Chi è questo oscuro personaggio la cui invenzione ha tanta parte nella vita degli italiani? Egli non ha, come meriterebbe, né piazze né strade a lui intestate, eppure nessuno di noi vuole nemmeno lontanamente immaginare quale capovolgimento delle nostre abitudini alimentari sarebbe se la pasta scomparisse dalla nostra tavola.
Ci ha provato una volta Marinetti con la sua cucina futurista, ma il fiasco della sua teoria fu sonoro. Favole e leggende hanno spesso accompagnato questo must della nostra cucina, alcune accreditate dalla firma di famosi scrittori, come quella autorevole di Matilde Serao che ci ha raccontato del mago che in uno scuro basso napoletano, mescola e rimescola in un calderone un intruglio colorato di rosso dall’inequivocabile profumo dei maccheroni al ragù. Leggenda, naturalmente, perché all’epoca dei maghi e delle streghe Cristoforo Colombo non aveva ancora fatto il suo avventuroso viaggio alla scoperta dell’America e dei suoi pomodori.
E c’è ancora chi ricorda l’avventuroso approdo di Enea sulle coste del Lazio, dove agli affamati e stanchi naviganti viene offerto un sontuoso apparecchio di carne arrostita su un piatto fatto di pasta, nel quale, immaginiamo, si sarà raccolto il saporito intingolo. Il figlioletto Julo guarda il padre che, finita la carne, addenta golosamente quello strano piatto e gli ricorda la profezia dell’Arpia Celeno, la quale gli aveva predetto che alla fine delle loro peregrinazioni, stanchi e affamati, si sarebbero divorati persino i piatti. E’ una delle prime documentazioni sulla nascita della nostra pizza nazionale?
La sciocchezza più grossa, e pertanto la più diffusa, ci racconta invece di Marco Polo che torna dalla Cina con un pacco di vermicelli cinesi nella borsa della spesa. Una lettura più attenta de Il Milione avrebbe spazzato via questa frottola. E intanto, sulle tavole veneziane, al ritorno di Marco Polo, la pasta si consumava da almeno due secoli. Poi ci sono gli storici seri a ricordare che già a Roma il poeta Orazio apprezzava le lagane con i ceci; e lagane è un termine transitato ancor oggi in un formato di pasta, che per noi è una tagliatella, ma non sappiamo quale formato avesse per la cuoca di Orazio.

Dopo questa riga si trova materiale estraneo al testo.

PR #268, opened 2021-09-17
[Fix#214]: Fix for table cell selection a11y issue

### LINKED ISSUE #214: It is not clear to users that elements can be selected and their selected status is not conveyed to screen reader users.

a-m-dev:
Hi, this is a PR for fixing the table cell selection status being conveyed by screen reader. 

In this PR a hidden label has been used for screen readers and a function called `getSrNotation` added to get the latest value for the label element. 

I put that function inside of component, but if you think we should extract it to another module, it's totally fine and doable.

fix #214


src/table/TableBodyWrapper.jsx
```diff
@@ -68,56 +72,96 @@ const TableBodyWrapper = ({
...
+
+    setTimeout(() => {
+      setSrNotation(getSrNotation());
+    }, MAX_NOTATION_DELAY);
+  }, [focusedCellCoord, selState]);
+
+  const getSrNotation = () => {
+    if (focusedCellCoord.toString() == '0,0') return '';
+
+    const [x, y] = focusedCellCoord;
```
haxxmaxx, line 86: fyi these are not x, y, if anything y, x. Or just rowIdx, colIdx for clarity. I think I put them in that order since that is the way the dom is ordered

a-m-dev: ✅ Fixed

src/table/TableBodyWrapper.jsx
```diff
@@ -68,56 +72,96 @@ const TableBodyWrapper = ({
...
+  useEffect(() => {
+    setSrNotation('');
+
+    setTimeout(() => {
+      setSrNotation(getSrNotation());
+    }, MAX_NOTATION_DELAY);
+  }, [focusedCellCoord, selState]);
+
+  const getSrNotation = () => {
+    if (focusedCellCoord.toString() == '0,0') return '';
```
haxxmaxx, line 84: I guess this for the entire first row?

rollup.config.js
```diff
@@ -34,7 +34,7 @@ export default {
     name: moduleName,
     format: 'umd',
     exports: 'default',
-    sourcemap: false,
+    sourcemap: true,
```
haxxmaxx, line 37: Don't forget to revert this

src/table/TableBodyWrapper.jsx
```diff
@@ -68,56 +72,96 @@ const TableBodyWrapper = ({
...
 
+  useEffect(() => {
+    setSrNotation('');
+
+    setTimeout(() => {
+      setSrNotation(getSrNotation());
+    }, MAX_NOTATION_DELAY);
+  }, [focusedCellCoord, selState]);
+
+  const getSrNotation = () => {
```
haxxmaxx, line 83: Move this to handle-focus file or something

src/table/TableBodyWrapper.jsx
a-m-dev: you mean we should check it for the entire first row? 
currently it is for the very first cell

rollup.config.js
a-m-dev: ✅ Sure

src/table/TableBodyWrapper.jsx
a-m-dev: ✅ Sure, Fixed
I'm now checking it with `startsWith('0')`

haxxmaxx: why not just `focusedCellCoord[0] === 0`

src/table/TableBodyWrapper.jsx
```diff
@@ -58,6 +60,8 @@ function TableBodyWrapper({
     colIdx: -1,
     isEnabled: selectionsEnabled,
   });
+  const [srNotation, setSrNotation] = useState('');
+  const MAX_NOTATION_DELAY = 250;
```
haxxmaxx, line 64: Did you try without the delay?

src/table/cells/handle-cell-focus.js
```diff
@@ -80,3 +80,31 @@ export const handleNavigateTop = ({ tableSection, focusedCellCoord, rootElement
...
+    notation += 'Value is not selected';
+    return notation;
+  } else {
+    const isSingularSelection = selState.rows.length === 1;
+    const selectionNote = `There ${isSingularSelection ? 'is' : 'are'} ${selState.rows.length} selected value${
+      isSingularSelection ? '' : 's'
+    } on ${tColumnName} column currently.`;
+
+    if (isCellSelected) notation += `${tCellContent},value is selected. ${selectionNote}`;
+    else notation += `${tCellContent},value is not selected.`;
```
haxxmaxx, line 106:
```suggestion
    notation += isCellSelected ? `${tCellContent}, value is selected. ${selectionNote}` : `${tCellContent}, value is not selected.`;
```
\+ a line break somewhere

src/table/cells/handle-cell-focus.js
```diff
@@ -80,3 +80,31 @@ export const handleNavigateTop = ({ tableSection, focusedCellCoord, rootElement
...
 };
+
+export const getCellSrNotation = ({ focusedCellCoord, rootElement, selState, tableData }) => {
+  if (focusedCellCoord.toString().startsWith('0')) return '';
+
+  const [rowIdx, colIdx] = focusedCellCoord;
+  const rowElements = rootElement.getElementsByClassName('sn-table-row');
+  const cell = rowElements[rowIdx]?.getElementsByClassName('sn-table-cell')[colIdx];
+
+  const tColumnName = tableData.columns[colIdx].label;
```
haxxmaxx, line 91: I don't remember, did we discuss this? Optimally the screen reader should say the column name from the markup alone. If it doesn't than maybe we can have it here.

src/table/TableBodyWrapper.jsx
a-m-dev: yes that could be done as well 
✅ Fixed

src/table/TableBodyWrapper.jsx
a-m-dev: Yes, and the result was not really what we were expected. 

### here was my idea: 
Since react batches the `setState` updates in lifecycle methods and (synthetic) event handlers, this will be the case in our current situation if we try to remove the `setTimeout`, and in result, we would get the name of the cell only from screen reader ( witch is the default behaviour of it ) since the label would **not** update in subsequent row names that has the same value ( like two or couple of rows below together with same value, for example imagine row [6,0] = Sweden, [7,0]= Sweden, [8,0] = Sweden, ... ) and this will happen and happen until we get to another cell that has a different value.

### here was the result: 
This was the exact behaviour that i get from my test result in windows machine without `setTimeout`. and since the label does not updated because of the batched state updates, which would result in same label element value, i did not get NVDA screen reader to pick up the changes.

So what is the escape case from this situation? there are two: 
1) set timeout and 
2) ajax calls 
which both of them are not handled by react, it's JS related behaviour and API. 

In our case i'm using the setTimeout to escape out this behaviour of state update batch of react. I think the change we could do here is to do a favour for react and put the functionality at the end of event queue by setting the time to `0` in our setTimeout.

src/table/cells/handle-cell-focus.js
a-m-dev: ✅ Yes, NVDA says the column name

src/table/cells/handle-cell-focus.js
```diff
@@ -80,3 +80,31 @@ export const handleNavigateTop = ({ tableSection, focusedCellCoord, rootElement
...
+  const tCellContent = cell && cell.innerText;
+  const isCellSelected = cell && cell.classList.contains('selected');
+
+  let notation = '';
+  if (!selState.rows.length) {
+    notation += 'Value is not selected';
+    return notation;
```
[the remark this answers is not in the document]
a-m-dev: this part has been updated in newer push

src/table/cells/handle-cell-focus.js
a-m-dev: this part has been updated in latest push

src/table/cells/handle-cell-focus.js
```diff
@@ -80,3 +80,49 @@ export const handleNavigateTop = ({ tableSection, focusedCellCoord, rootElement
...
+    const tCellContent = cell && cell.innerText;
+    const isCellSelected = cell && cell.classList.contains('selected');
+
+    let notation = '';
+
+    if (selState.rows.length) {
+      const isSingularSelection = selState.rows.length === 1;
+      const selectionNote = `There ${isSingularSelection ? 'is' : 'are'} ${selState.rows.length} selected value${
+        isSingularSelection ? '' : 's'
+      } currently.`;
```
haxxmaxx, line 103: We need to consider how to solve this with strings. There is a way sending in a variable to a string, and then it places it at a specified place in the string. In this case the # of values. Also, this way of patching a string together, depending if there is one or multiple values selected wont work with strings. We could have just two different strings tho like this:
`There is <1> selected value currently`
`There are <2> selected values currently `

haxxmaxx: Just need to make sure we can add arguments to strings

src/table/cells/handle-cell-focus.js
```diff
@@ -80,3 +80,49 @@ export const handleNavigateTop = ({ tableSection, focusedCellCoord, rootElement
...
+
+      if (prevSelectedCount < selState.rows.length) {
+        // if we select cell
+        notation += `Value is selected. ${selectionNote}`;
+      } else if (prevSelectedCount > selState.rows.length) {
+        // if we deselect cell
+        notation += `Value is deselected. ${selectionNote}`;
+      } else if (isCellSelected) {
+        // if we are in selection mode and move to selected cell
+        notation += `${tCellContent},value is selected.`;
```
haxxmaxx, line 113: Wouldn't this be announced twice? since it will already read the cell content

src/table/cells/handle-cell-focus.js
```diff
@@ -80,3 +80,49 @@ export const handleNavigateTop = ({ tableSection, focusedCellCoord, rootElement
...
+      } else {
+        // if we are in selection mode and move to unselected cell
+        notation += `${tCellContent},value is not selected.`;
+      }
+    } else if (selState.rows.length === 0 && prevSelectedCount > 0) {
+      // if we deselect last (selected) cell which means we close the selection mode
+      notation += 'Value deselected and exited selection mode.';
```
haxxmaxx, line 120: We actually might want something like this for pressing enter and escape. I'd say that is bonus or at least a different PR

src/table/cells/handle-cell-focus.js
a-m-dev: I will separate it into a function of `getCellSelectionStatusNote`.

speaking of ( function ) template literals, i think we could handle it with just a simple function. and remove the redundant code from return function of `getMemoisedSrNotation` as well

a-m-dev: ✅ Fixed

src/table/cells/handle-cell-focus.js
a-m-dev: for some reason only **when we are in selection** state, chrome vox will not pick up the cell content when we changing the focus, but the NVDA is fine with it.
so the reason for adding cell content here was that and by adding it, chrome vox works fine and NVDA will convey it twice.

✅ So Since we are targeting NVDA as the main screen reader, i just removed it in order to prevent the double announcement issue.

src/table/cells/handle-cell-focus.js
haxxmaxx: Sure, would be nice to decrease the the complexity of this function. But all it will be later is something like this:
`selectionNote = translator(isSingularSelection ? 'table.singleSelection' : 'table.multipleSelection', selState.rows.length);`

haxxmaxx: To clarify, we can't do this before Li has merged the translation PR. The way it is now is fine :)

src/table/cells/handle-cell-focus.js
a-m-dev: yes, should we create a separate issue for it?

src/table/cells/handle-cell-focus.js
```diff
@@ -80,3 +80,53 @@ export const handleNavigateTop = ({ tableSection, focusedCellCoord, rootElement
     }
   }
 };
+
+const getCellSelectionStatusNote = (rows) => {
+  if (!Array.isArray(rows) || !rows.length) return '';
```
haxxmaxx, line 85: This will never happen since the call is inside `if (selstate.rows.length)` already

src/table/cells/handle-cell-focus.js
```diff
@@ -80,3 +80,53 @@ export const handleNavigateTop = ({ tableSection, focusedCellCoord, rootElement
...
+        // if we deselect cell
+        notation += `value is deselected. ${selectionNote}`;
+      } else if (isCellSelected) {
+        // if we are in selection mode and move to selected cell
+        notation += 'value is selected.';
+      } else {
+        // if we are in selection mode and move to unselected cell
+        notation += 'value is not selected.';
+      }
+    } else if (selState.rows.length === 0 && prevSelectedCount > 0) {
```
haxxmaxx, line 122: length can't be negative so no need to check

src/table/cells/handle-cell-focus.js
a-m-dev: ✅ Fixed

src/table/cells/__tests__/handle-cell-focus.spec.js
```diff
@@ -248,4 +248,108 @@ describe('handle-key-press', () => {
...
+
+    it('should return `value selected` and selected rows count while we are selecting multiple rows', () => {
+      const focusedCellCoord = [2, 1];
+      selState = { rows: ['row#01', 'row#02'] };
+      getCellSrNotation = handleCellFocus.getMemoisedSrNotation(1);
+
+      const notation = getCellSrNotation({ focusedCellCoord, rootElement, selState });
+
+      expect(notation).to.equal('value is selected. There are 2 selected values currently');
+    });
```
haxxmaxx, line 308: You already have tests for `getCellSelectionStatusNote` so you only need one of these two

src/table/TableBodyWrapper.jsx
niekvanstaveren: Isn't this because the information is put into a separate label? Should the information not be present on every single cell instead?

src/table/cells/__tests__/handle-cell-focus.spec.js
a-m-dev: Yes, you are right, 
Just put it here because of keeping our coverage rate up a bit . if we remove either case, then we might miss related code block in coverage report.

But if you think it's still unnecessary, i can remove one.

haxxmaxx: I don't think it improves coverage. Both of them should run line 109 in handle-cell-focus

src/table/TableBodyWrapper.jsx
```diff
@@ -26,12 +26,13 @@ const useStyles = makeStyles({
     },
   },
   srOnly: {
-    position: 'absolute',
-    left: '-10000px',
-    top: 'auto',
-    width: '1px',
+    clip: 'rect(0 0 0 0)',
+    clipPath: 'inset(50%)',
```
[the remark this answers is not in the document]
a-m-dev: Yes, I think this is the recommended way for styling the screen reader texts since we have a good support for `clip` and semi-good support for `clip-path` properties.

the previous version uses the `left: -SOME_LARGE_INT` that was not quite good in my opinion.

src/table/cells/__tests__/handle-cell-focus.spec.js
a-m-dev: ok, i'll remove the singular test then

a-m-dev: ✅ Fixed

src/table/TableBodyWrapper.jsx
a-m-dev: this way was our first implementation and since if we use `aria-live="assertive"`, that looked a bit unnecessary to put any other information to cell except the cell content; because we update the label and screen reader picks it up.  

even by shoving more info into cell content, we still going to need setTimeout here, because we need to trigger the screen reader to pick up the changes from label.

LiKang6688:
Do you have a link to windows PTE then I can have a manual test? @a-m-dev

a-m-dev:
Of course, Here it is: rd-htm-pte-3.rdlund.qliktech.co

src/table/cells/handle-cell-focus.js
```diff
@@ -89,6 +89,57 @@ export const handleNavigateTop = ({ tableSectionRef, focusedCellCoord, rootEleme
   }
 };
 
+export const getCellSelectionStatusNote = (rows, translator) =>
+  rows.length === 1
+    ? translator.get('SNTable.SelectionLabel.OneSelectedValue')
+    : translator.get('SNTable.SelectionLabel.SelectedValues', [rows.length]);
+
+export const getMemoisedSrNotation = (prevCount = 0) => {
```
niekvanstaveren, line 97: How is this Memoised?

src/table/TableBodyWrapper.jsx
```diff
@@ -26,25 +26,29 @@ const useStyles = makeStyles({
...
+    whiteSpace: 'nowrap',
+    width: '1px',
   },
 });
 
 function TableBodyWrapper({
   rootElement,
   tableData,
   constraints,
+  translator,
```
niekvanstaveren, line 43: This is not added in the props validation

src/table/TableBodyWrapper.jsx
```diff
@@ -26,25 +26,29 @@ const useStyles = makeStyles({
...
   selectionsAPI,
   layout,
   theme,
   setShouldRefocus,
   setFocusedCellCoord,
+  focusedCellCoord,
```
niekvanstaveren, line 49: Also not added in the props validation

src/table/cells/handle-cell-focus.js
```diff
@@ -89,6 +89,57 @@ export const handleNavigateTop = ({ tableSectionRef, focusedCellCoord, rootEleme
...
+      // if we deselect last (selected) cell which means we close the selection mode
+      notation += translator.get('SNTable.SelectionLabel.ExitedSelectionMode');
+    }
+
+    prevSelectedCount = selState.rows.length;
+    return notation;
+  };
+};
+
+export const getCellSrNotation = getMemoisedSrNotation();
```
niekvanstaveren, line 142: This logic gets confusing in this way. Would a hook not be a better solution? Then you can keep the previous state as well. Probably good to add a refactor task for this as well

src/table/cells/handle-cell-focus.js
a-m-dev: I'm passing the `prevCount` value here only for testing purpose, in test cases we need to increase this value in order to be test different cases. in the code side we never increase it by passing it to the function.

src/table/TableBodyWrapper.jsx
a-m-dev: ✅. Fixed

src/table/cells/handle-cell-focus.js
a-m-dev: maybe, i'm not sure if we could bring functionality with hook, but of course i'll create a refactor issue for that. 👌

a-m-dev: added this one on the github board: https://github.com/qlik-oss/sn-table/issues/332

niekvanstaveren (approved):

PR #270, opened 2021-09-19
chore: Migration MUI from v4 to v5

LiKang6688:
Migrations:

- using @mui/styles 
The legacy styling solution of MUI for a temporary solution because of sprout.
https://mui.com/styles/basics/

- CSS injection order
migrate  from StylesProvider to `<StyledEngineProvider injectFirst>`
https://mui.com/guides/migration-v4/#style-library

- Theme structure
use `adaptV4Theme`
https://mui.com/guides/migration-v4/#theme-structure

- Table
onChangePage to onPageChange
onChangeRowsPerPage to onRowsPerPageChange

- Select style
MuiSelect.root does not work
use MuiNativeSelect.select

Update:
make `tableSection.current` into optional chaining
   
To Do:
regression testing

Screenshot 2021-10-18 at 15 04 15


src/table/TableWrapper.jsx
```diff
@@ -66,7 +66,7 @@ export default function TableWrapper(props) {
   useEffect(() => {
     const updateSize = () => setTableWidth(rootElement.clientWidth);
     window.addEventListener('resize', updateSize);
-    tableSection.current.addEventListener('wheel', (evt) => handleScroll(evt, tableSection));
+    tableSection.current?.addEventListener('wheel', (evt) => handleScroll(evt, tableSection));
```
a-m-dev, line 69: this one sometimes is unreliable, if it was based on typescript, it would still give you some errors here. 
i think it's better to specifically check for this one in a `if` statement in the beginning of the `useEffect`. like 
```
if(!tableSection.current) return;
```

LiKang6688: sure. Changed to 
`tableSection.current && tableSection.current.addEventListener('wheel', (evt) => handleScroll(evt, tableSection));`

Worth to mention that it is only a workaround for the unit testing issue. in unit testing, tableSection.current is regarded as null.

a-m-dev: Great, it's looking good to me ✅

src/table/TableWrapper.jsx
```diff
@@ -66,7 +66,7 @@ export default function TableWrapper(props) {
   useEffect(() => {
     const updateSize = () => setTableWidth(rootElement.clientWidth);
     window.addEventListener('resize', updateSize);
-    tableSection.current.addEventListener('wheel', (evt) => handleScroll(evt, tableSection));
+    tableSection.current && tableSection.current.addEventListener('wheel', (evt) => handleScroll(evt, tableSection));
```
haxxmaxx, line 69: What happens now in the return if we try to remove an event listener that does not exist?

LiKang6688: good question. It does not complain about anything. I tried to find a hint from documentation but find none.

LiKang6688: i tested that by directly replacing
`tableSection.current && tableSection.current.addEventListener('wheel', (evt) => handleScroll(evt, tableSection)); `
with
`tableSection.current.removeEventListener('wheel', (evt) => handleScroll(evt, tableSection));`

haxxmaxx: ah ok we are fine then. I guess it doesn't do anything if it does fine the one it wants to delete

haxxmaxx (approved):

src/index.js
```diff
@@ -38,6 +40,7 @@ export default function supernova(env) {
       const selectionsAPI = useSelections();
       const theme = useTheme();
       const keyboard = useKeyboard();
+      const rect = useRect();
```
LiKang6688, line 43: @niekvanstaveren @haxxmaxx  switched to useRect in the branch.

haxxmaxx: Put it in a seperate PR, has nothing to do with mui migration

LiKang6688: right, https://github.com/qlik-oss/sn-table/pull/293

src/mui-setup.js
```diff
@@ -1,4 +1,5 @@
-import { createGenerateClassName, createMuiTheme } from '@material-ui/core/styles';
+import { createTheme, adaptV4Theme } from '@mui/material/styles';
```
haxxmaxx, line 1: So are both of these depricated? If so for how long can we use them?

src/index.js
```diff
@@ -42,7 +40,6 @@ export default function supernova(env) {
       const rect = useRect();
 
       const [pageInfo, setPageInfo] = useState(() => ({ top: 0, height: 100 }));
-      const [muiParameters] = useState(() => muiSetup());
```
haxxmaxx, line 45: We had it here so we don't have to run muiSetup everytime the render `uesEffect` is triggered. Is it not working when it was here or can we keep it here as a state?

haxxmaxx:
Attach #282 properly or break it out into a seperate PR :)

LiKang6688:
> Attach #282 properly or break it out into a seperate PR :)

Okay, I will break it out into a separate PR.

src/index.js
haxxmaxx: ok sure

PR #278, opened 2021-09-28
Fix#214 draft listbox

a-m-dev:
in this draft pr, i'm checking for the role of listbox possibility


src/table/TableBodyWrapper.jsx
```diff
@@ -81,11 +83,10 @@ function TableBodyWrapper({
             const cell = row[column.id];
             const value = cell.qText;
             const CellRenderer = columnRenderers[columnIndex];
+
             return (
               CellRenderer && (
                 <CellRenderer
-                  scope={columnIndex === 0 ? 'row' : null}
-                  component={columnIndex === 0 ? 'th' : null}
```
haxxmaxx, line 88: Why is this removed?

haxxmaxx, line 88: Why is this removed?

src/table/TableBodyWrapper.jsx
```diff
@@ -108,10 +109,7 @@ function TableBodyWrapper({
                     )
                   }
                   onMouseDown={() => handleClickToFocusBody(cell, rootElement, setfocusedCellCoord)}
-                >
-                  <div className={classes.srOnly}>{column.label}</div>
-                  {value}
```
haxxmaxx, line 113: I completely forgot about this, if we can get rid of it that is great

src/table/cells/withStyling.jsx
```diff
@@ -1,10 +1,37 @@
...
+});
 
 export default function withStyling(CellComponent) {
   const HOC = (props) => {
-    const { styling } = props;
-    return <CellComponent {...props} className={`${styling.selectedCellClass} sn-table-cell`} style={styling} />;
+    const classes = useStyles();
+    const { styling, column, selState, value } = props;
+
+    const isInSelectionMode = selState.rows.length && Number(column.id.replace(/^\D+/g, '')) === selState.colIdx;
```
haxxmaxx, line 22: What is up with the regex? The column index is on the `cell` which is on the props, easier to use that

src/table/cells/withStyling.jsx
```diff
@@ -1,10 +1,37 @@
...
+    return (
+      <CellComponent
+        {...props}
+        role={isInSelectionMode ? 'option' : null}
+        aria-selected={isInSelectionMode ? !!styling.selectedCellClass : null}
+        className={`${styling.selectedCellClass} sn-table-cell`}
+        style={styling}
+      >
+        {value}
+        {!!styling.selectedCellClass && <span className={classes.srOnly}>selected</span>}
```
haxxmaxx, line 32: Is this still needed?

src/table/TableBodyWrapper.jsx
a-m-dev: by mistake, 
✅ Fixed

a-m-dev: ✅ Fixed

src/table/cells/withStyling.jsx
a-m-dev: Great suggestion, i was wondering how i can find the columnIdx in the hoc. 
✅ Fixed

src/table/cells/withStyling.jsx
a-m-dev: yes, when we are in selection mode and if we move the focus to a selected value, it will not convey that it cell is selected. so i check it for only selected values to make sure that sr conveys the status for it.

haxxmaxx: so it says nothing for unselected values?

haxxmaxx: so it says nothing for unselected values?

haxxmaxx: so it says nothing for unselected values?

a-m-dev: no, it picks up unselected value, but not selected ones
it only pick up selected ones when we select them

haxxmaxx:
We wont use this approach

Issue #288, opened 2021-09-30
Bottom toolbar in table should be responsive 


mlb76:
Bottom toolbar in table should be responsive , so when the table is at it's smallest only number of rows and pages and previous and next button is displayed.

PR #293, opened 2021-09-30
fix: bottom toolbar in table should be responsive

LiKang6688:
useRect replaces  window.addEventListener('resize', resizeCallback);


haxxmaxx:
This doesn't solve #288. We need it to be more responsive for even smaller tables, removing the first/last buttons, then the string for what strings are showing. Also, this is not a problem for view data release since we mount the table every time you toggle view data -> you can't resize the table without resizing the window. So this has to wait for now

haxxmaxx (approved):

Issue #260, opened 2021-09-15
Selection is not confirmed after tabbing out from the table


mlb76:
Selection is not confirmed after tabbing out from the table,

1. Tab into the table
2. Make a selection in the table
3. Tab outside of the table

Expected result: Selection is confirmed
Actual result: Table is still in selection mode and selection is not confirmed

haxxmaxx:
I think the trick to this one is always to confirm when the object looses focus. Thus this depends on the new a11y hook in nebula

a-m-dev:
Also, one more thing to consider is that when we are focused on pagination, the ESC key would not cancel the selection.

PR #304, opened 2021-10-05
while focus is on pagination and pressing esc key should do nothing

a-m-dev:
when we are focusing on pagination and have some selection, pressing esc key should not bring the focus back to the table wrapper. 

this PR fixes that. 

#260


LiKang6688 (approved):
LGTM. Please update the commit title.

haxxmaxx (approved):

PR #313, opened 2021-10-06
fix: disabled button should be able to be focusable for accessility purpose

LiKang6688:


src/table/TablePaginationActions.jsx
```diff
@@ -39,38 +43,42 @@ export default function TablePaginationActions(props) {
   return (
     <div className={classes.root}>
       <IconButton
-        onClick={handleFirstPageButtonClick}
-        disabled={onFirstPage}
+        onClick={!onFirstPage ? handleFirstPageButtonClick : () => {}}
```
haxxmaxx, line 46: Nice, this should solve the error message

LiKang6688: Yes

haxxmaxx (approved):
LGTM. Create an issue and attach it so we can track it in the board.

PR #319, opened 2021-10-07
feat: focus in and out of selection toolbar

### LINKED ISSUE #284: Selection toolbar not working properly inside sense
In the old table the the selection toolbar is attached the active column when selecting. It is also possible to navigate to it using the keyboard (shift + tab when you have focus on a table cell).

This is a special case for the table, so there is logic in there we need to mimic.
Having the toolbar placed correctly would be a bonus, but from a a11y perspective the toolbar becomes inaccessible if it can't be reached using the keyboard.

Note that this will mess with the focus out logic. Right now we are looking at if the focus exits the table element and telling nebula that we no longer have focus there. The selection toolbar is located somewhere on the object element in the DOM. So this might need changes in the keyboard hook

haxxmaxx:
fixes #284

- Adding special cases for tab and tab + shift so that we end up on the confirm button on the selection toolbar.
- When there is a confirm event and we don't have focus inside the table at all, run `keyboard.blur(true)`. This means that we get focus on the entire chart. A side effect of this is that **any confirm event will focus the entire chart**, including clicking on the confirm button and clicking outside. Are we ok with this side effect??
- cancel gives focus back on a table cell. We could add the same behaviour here if we want (focusing the entire chart)

Kapture 2021-10-08 at 10 16 18

### DIFF
--- a/src/table/__tests__/selections-util.spec.js
+++ b/src/table/__tests__/selections-util.spec.js
@@ -6,18 +6,33 @@ describe('selections-utils', () => {
     let api;
     let selDispatch;
     let setShouldRefocus;
+    let keyboard;
+    let containsActiveElement;
+    let tableWrapperRef;
 
     beforeEach(() => {
-      selDispatch = () => {};
-      setShouldRefocus = () => {};
+      selDispatch = sinon.spy();
+      setShouldRefocus = sinon.spy();
       api = {
         on: sinon.spy(),
         removeListener: sinon.spy(),
       };
+      keyboard = { active: false, blur: sinon.spy() };
+      containsActiveElement = true;
+      tableWrapperRef = {
+        current: {
+          contains: () => containsActiveElement,
+        },
+      };
+    });
+
+    afterEach(() => {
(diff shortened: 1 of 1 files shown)


src/table/cells/handle-cell-focus.js
```diff
@@ -94,3 +94,7 @@ export const handleFocusoutEvent = (evt, shouldRefocus, blur) => {
     blur(false);
   }
 };
+
+// get the object, find the patent of the confirmbutton in slection toolbar parent and focus that element
+export const focusConfirmButton = (element) =>
+  element.closest('.qv-object-wrapper')?.querySelector('.sel-toolbar-confirm')?.parentElement?.focus();
```
Caele, line 100: only valid if client?
So nothing outside right now, right?

haxxmaxx: the normal tab events will be canceled everywhere. We can add a `keyboard.enabled` check for now, or just don't care that it breaks outside the client for now

Caele (approved):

Per arrivare alla pasta come noi la intendiamo oggi, bisogna fare un salto di qualche secolo, fino ad arrivare a quel settembre dell’A.D. 831, quando alcuni veloci sciabecchi musulmani accostarono la spiaggia in una baia verdeggiante punteggiata dal colore dorato delle arance selvatiche. Erano giunti in Sicilia, terra ricca di acque, dove ancor oggi si coltiva uno straordinario grano duro. Lì, qualcuno, locale o saraceno, si industriò a trasformare il cuscus in un corto spaghetto bucato, arrotolato intorno ad un duro stelo di paglia e qui lasciamo la parola al grande geografo arabo Al Idrisi che, nel 1154, nel suo Libro di Ruggero, summa di nozioni geografiche del tempo, redasse una carta topografia della regione, In Sicilia vi è un paese chiamato Trabia, luogo incantevole dotato di acque perenni e di mulini. In questo paese si fabbrica un cibo di farina a forma di fili in quantità tali da rifornire oltre i paesi della Calabria, quella dei territori musulmani e cristiani.